It honestly depends on a few things.. I've seen people be banned from FA for doing nothing involving the site whatsoever...



AleutheWolf said:


> but then they can just start another account then.


Banning an ISP is usually a bad move unless it is a proxy. Due to ISPs hosting millions of people, and more than one will probably use that site, don't wanna ban 10 people for one persons crimes... Banning an IP would be different, but temporary in solution, as most people have dynamic IPs and change every time they restart their modem


----------



## TakeWalker (Feb 14, 2010)

GraemeLion said:


> Not exactly true.  I know plenty of non-furs who are in prison or who have been who get 2 hours computer time a day.  That includes internet.  It's light security, but just because you're in the clink doesn't mean you can't use a computer nowadays.



What? D: That's bullshit. People in jail shouldn't fucking have internet access, what is this world coming to?


----------



## Wolf-Bone (Feb 14, 2010)

TakeWalker said:


> What? D: That's bullshit. People in jail shouldn't fucking have internet access, what is this world coming to?

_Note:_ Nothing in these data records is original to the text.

PR #1146, opened 2019-12-10
Fix tier1 must-gather test

RazTamir:

Fixes: #1147

### DIFF
--- a/ocs_ci/ocs/openshift_ops.py
+++ b/ocs_ci/ocs/openshift_ops.py
@@ -11,6 +11,7 @@ import ocs_ci.ocs.defaults as default
 log = logging.getLogger(__name__)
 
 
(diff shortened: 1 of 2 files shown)


vasukulkarni:
I have a similar issue for this one https://github.com/red-hat-storage/ocs-ci/issues/1036,  Personally I see there is nothing wrong with the script, It works in local environment and had also worked in jenkins before, we have to figure out what changed is causing this failure in jenkins(the recent cleanup issue might be affecting it as well but want to see where the context is getting reset)

RazTamir:
I fixed it to not use the OCP dynamic client.
The issue came from there and I don't want to even start understand what is going on there so just refactored to use ocs-ci infrastructure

Wow, welcome to the 90's or something. You're just finding this out now? The idea is, maybe if you teach prisoners some of the skills they lack when they get out of jail, they might not be so quick to wind up back in. I know, ridiculous, isn't it? Everyone knows criminals are born, not made!


----------



## Aurali (Feb 14, 2010)

TakeWalker said:


> What? D: That's bullshit. People in jail shouldn't fucking have internet access, what is this world coming to?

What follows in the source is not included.